WORK INSTRUCTIONS: Please retype the listing below exactly, from its opening line through the line where "### LINKED ISSUE" appears.

RECORDED INFORMATION:
PR #2258, opened 2016-12-07
fix #2254 404 issue when get job history

### LINKED ISSUE #2254: 404 reading job status because status file was being written.
The issue was the race condition between reading/writing the status log.     I took the last couple samples of 404 from one site.   The common pattern was triggered jobs was started, ran for 20s-30s then stopped.   Status file was updated when started and stopped.  While stopping, there was a request to get status.    The read status tried to read the being-written status file and failed.   We have a retry loop but it was too short interval.   The improvement options are ...

- read and write status could conflict and should have longer try interval.
- invent some sort of file lock so they won't conflict in the first place.

Given the occurrence, I suggest we do just first option and see how it goes.

suwatch:
Two key fixes.

- more retries since lack of file lock (bigger fix).
- ensure unexpected exception go thru Kudu table.

### DIFF
--- a/Kudu.Core/Jobs/JobLogger.cs
+++ b/Kudu.Core/Jobs/JobLogger.cs
@@ -23,6 +23,8 @@ namespace Kudu.Core.Jobs
 
         protected ITraceFactory TraceFactory { get; private set; }
 
+        protected IAnalytics Analytics { get; private set; }
+
         protected string InstanceId { get; private set; }
 
         private string _statusFilePath;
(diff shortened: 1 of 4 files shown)


Kudu.Core/Jobs/JobLogger.cs
```diff
@@ -102,15 +105,16 @@ protected string GetStatusFilePath()
                     return null;
                 }
 
+                // since we don't have proper lock on file, we are more forgiving is retry (10 times 250 ms interval).
```
davidebbo: "we are more forgiving is retry" doesn't sound right :)

suwatch: fix typo, thank.

suwatch:
merged

PR #2271, opened 2016-12-15
change siteExtension src to nuget.org and add tag filter for search

watashiSHUN:
TODO, wait until nuget sever support searchTerm `PackageType:"azuresiteextension"`
TODO, get a more unique name for the tag, ie `azuresiteextension`

python script for migration can be found [here](https://github.com/watashiSHUN/nugetMigrate)


davidebbo:
So this is work in progress and not ready to go in, right?

Issue #2294, opened 2017-01-11
Output of .NET Core CLI is not displayed


fabiocav:
When running the "dotnet" (by simply typing `dotnet` in the diagnostics console, CMD or PowerShell), the output briefly flashes on the screen and disappears.

davidebbo:
They seem to do some weird CR/LF things that confuse Kudu console. You can even repro like this:

- Run: `dotnet > out.txt`
- Run: `type out.txt`

If you look at out.txt, instead of having `0x0d 0x0a` line ending sequences, it has doubled Carriage Returns before the Line Feed: `0x0d 0x0d 0x0a`. And for some reason that makes Kudu console behave funny.

@ahmelsayed I'm thinking it's something we could fix on Kudu side? We could report as dotnet issue, but the fact is that it appears to be harmless in a regular console, so in that sense it is our bug.

ahmelsayed:
we interpret alone `\r` as a line clear command, so when we get `\r\r\n` we interpret that as clear the line, then move to the line below. This was done because that's how curl outputs download progress indicator.
I think that was just nice to have, but I'm not sure why few tools output things in that format. So far I know of typescript compiler and now dotnet.exe

davidebbo:
Cool. Did you test both curl and dotnet, to make sure there is no noticeable regressions?

ahmelsayed:
yep, tested curl with 
`curl -o file.zip https://functionsbay.blob.core.windows.net/public/1.0.0.beta.9/Azure.Functions.Cli.zip`
and dotnet just by listing the help.

watashiSHUN:
it looks like the [fix](https://github.com/projectkudu/kudu/blob/42317ae0116b689be06b305d495267d0654b0707/Kudu.Services.Web/Content/Scripts/KuduExecV2.js#L228-L230) is checking `(current line ends with "\r" && last line equals "\r\n")`, if the condition is `true`, we will **not** skip current line
This will not work for `tsc --version` since it output like this:
![capture](https://cloud.githubusercontent.com/assets/6531400/21967306/0edbc42c-db39-11e6-9c0d-d5d9ba2da4e0.JPG)

I used another command line exe to test (`youtube-dl`...a little tool that I used to download video, of cause with the progress indication) since `curl` **does not hit the line being changed**: rather than outputing `"progress 10%\r" "progress 11%\r"` it is doing this `"progress 10%" "\r" "progress 11%" "\r"`

PR #2296, opened 2017-01-15
fix kudu console not displaying tsc --version

watashiSHUN:
#2294


ahmelsayed:
If you made sure curl, dotnet and any other standard command (like dir or something) didn't regress feel free to merge it in.

davidebbo:
@watashiSHUN is the issue you describe something that was always there, or something that got regressed with @ahmelsayed's recent change?

ahmelsayed:
@davidebbo It was always there. tsc output looked like dotnet output where it'll print the line then clears it, I thought it'd be fixed with my fix for dotnet, but I never tested it so maybe not.

PR #2304, opened 2017-01-20
fix index out of range in ProcessExtensions.EnvToDictionary

suwatch:
This is to address the exception below.   There are many potential index-out-of-length issues where we incremented `i` and used it without checking whether it was out of length.    I started fixing by adding checking here and there and the codes become hard to maintain and understand.   I decided to rewrite and simplify it.   I have done a backward compatibility comparison between old vs. new implementations against various processes to make sure no regression. 

```csharp
at Kudu.Core.Infrastructure.ProcessExtensions.EnvToDictionary(Byte[] env)
   at Kudu.Core.Infrastructure.ProcessExtensions.GetEnvironmentVariablesCore(IntPtr hProcess)
   at Kudu.Core.Infrastructure.ProcessExtensions.GetEnvironmentVariables(Process process)
   at Kudu.Services.Performance.ProcessController.SafeGetValue[T](Func`1 func, T defaultValue)
```

### DIFF
--- a/Kudu.Core/Infrastructure/ProcessExtensions.cs
+++ b/Kudu.Core/Infrastructure/ProcessExtensions.cs
@@ -549,37 +549,17 @@ namespace Kudu.Core.Infrastructure
                 }
             }
 
-            char[] environmentCharArray = Encoding.Unicode.GetChars(env, 0, len);
-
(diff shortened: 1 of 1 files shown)


ahmelsayed:
It does look much simpler this way. 
:shipit:

Issue #2278, opened 2016-12-19
nuget searches in SiteExtension tests fail with internal server error


watashiSHUN:
Here's the error message:
```
"Message": "An error has occurred.",
"ExceptionMessage": "Collection was modified after the enumerator was instantiated.",
"ExceptionType": "System.InvalidOperationException",
"StackTrace": "   at System.ThrowHelper.ThrowInvalidOperationException(ExceptionResource resource)	
   at System.Collections.Generic.Stack`1.Enumerator.MoveNext()			
   at System.Linq.Enumerable.First[TSource](IEnumerable`1 source)	 	 	
   at System.ComponentModel.Composition.Hosting.ImportEngine.InPrerequisiteLoop()	 	 	
   at System.ComponentModel.Composition.Hosting.ImportEngine.TrySatisfyImportsStateMachine(PartManager partManager, ComposablePart part)	 	 	
   at System.ComponentModel.Composition.Hosting.ImportEngine.TrySatisfyImports(PartManager partManager, ComposablePart part, Boolean shouldTrackImports)	 	 	
   at System.ComponentModel.Composition.Hosting.ImportEngine.SatisfyImports(ComposablePart part)	 	 	
   at System.ComponentModel.Composition.Hosting.CompositionServices.GetExportedValueFromComposedPart(ImportEngine engine, ComposablePart part, ExportDefinition definition)	 	 	
   at System.ComponentModel.Composition.Hosting.CatalogExportProvider.GetExportedValue(CatalogPart part, ExportDefinition export, Boolean isSharedPart)	 	 	
   at System.ComponentModel.Composition.Primitives.Export.get_Value()	 	 	
   at System.ComponentModel.Composition.ExportServices.GetCastedExportedValue[T](Export export)	 	 	
   at System.Lazy`1.CreateValue()	 	 	
   at System.Lazy`1.LazyInitValue()	 	 	
   at NuGet.Client.SourceRepository.<GetResourceAsync>d__8`1.MoveNext()	 
```

since we didn't introduce any new code, this is likely an issue with [GetResourceAsync()](https://github.com/projectkudu/kudu/blob/2ea953e532d0a44afe291dc4b9e370df9fc51686/Kudu.Core/SiteExtensions/FeedExtensions.cs#L250)

[...]

PR #2305, opened 2017-01-21
fix issue #2278

watashiSHUN:
Kudu.FunctionalTests.SiteExtensions.SiteExtensionApiFacts.SiteExtensionV2AndV3FeedTests
Kudu.FunctionalTests.SiteExtensions.SiteExtensionApiFacts.SiteExtensionGetArmTest
Kudu.FunctionalTests.SiteExtensions.SiteExtensionApiFacts.SiteExtensionBasicTests
....

which all calls [GetRemoteExtensions](https://github.com/projectkudu/kudu/blob/4593ba51254eaca21fe7f2274718a995239980c2/Kudu.FunctionalTests/SiteExtensions/SiteExtensionApiFacts.cs#L96) should no longer appear in teamcity test errors

### DIFF
--- a/Kudu.Core/SiteExtensions/FeedExtensions.cs
+++ b/Kudu.Core/SiteExtensions/FeedExtensions.cs
@@ -57,6 +57,23 @@ namespace Kudu.Core.SiteExtensions
 
             return latestPackage;
         }
+        
+        // TODO refactor last function, after kudu private test all passes
+        public static async Task<UIPackageMetadata> GetLatestPackageById(this UIMetadataResource metadataResource, string packageId, bool includePrerelease = true, bool includeUnlisted = false)
+        {
+            UIPackageMetadata latestPackage = null;
+            IEnumerable<UIPackageMetadata> packages = await metadataResource.GetMetadata(packageId, includePrerelease, includeUnlisted, token: CancellationToken.None);
+            foreach (var p in packages)
+            {
+                if (latestPackage == null ||
+                    latestPackage.Identity.Version < p.Identity.Version)
+                {
+                    latestPackage = p;
+                }
+            }
+
+            return latestPackage;
+        }
 
         /// <summary>
         /// <para>Query source repository for a package base on given package id and version</para>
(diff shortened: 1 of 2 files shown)


Kudu.Core/SiteExtensions/FeedExtensions.cs
```diff
@@ -57,6 +57,23 @@ public static class FeedExtensions
 
             return latestPackage;
         }
+        
+        // TODO refactor last function, after kudu private test all passes
```
davidebbo: Not sure I understand why we need this method that looks identical to previous. Can't the previous one just call this one?

Kudu.Core/SiteExtensions/FeedExtensions.cs
```diff
@@ -245,7 +262,7 @@ public static class FeedExtensions
             }
         }
 
-        private static async Task<T> GetResourceAndValidateAsync<T>(this SourceRepository srcRepo) where T : class, INuGetResource
+        public static async Task<T> GetResourceAndValidateAsync<T>(this SourceRepository srcRepo) where T : class, INuGetResource
```
davidebbo: `internal` is preferred here

Kudu.Core/SiteExtensions/SiteExtensionManager.cs
```diff
@@ -87,13 +87,16 @@ public SiteExtensionManager(IContinuousJobsManager continuousJobManager, ITrigge
                             .OrderByDescending(p => p.DownloadCount);
             }
 
-            using (tracer.Step("Convert search result to SiteExtensionInfos"))
+            using (tracer.Step("Convert search result to SiteExtensionInfos with max concurrent requests: {0}", System.Environment.ProcessorCount))
             {
+                // GetResourceAsync is not thread safe
```
davidebbo: Is the comment referring to `GetResourceAndValidateAsync` or a different method called `GetResourceAsync`?

watashiSHUN: public static async Task<T> GetResourceAndValidateAsync<T>(this SourceRepository srcRepo) where T : class, INuGetResource
        {
            var resource = await srcRepo.GetResourceAsync<T>();

GetResourceAsync is the nuget method being called in the end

ANSWER AREA:
PR #2258, opened 2016-12-07
fix #2254 404 issue when get job history

### LINKED ISSUE #2254: 404 reading job status because status file was being written.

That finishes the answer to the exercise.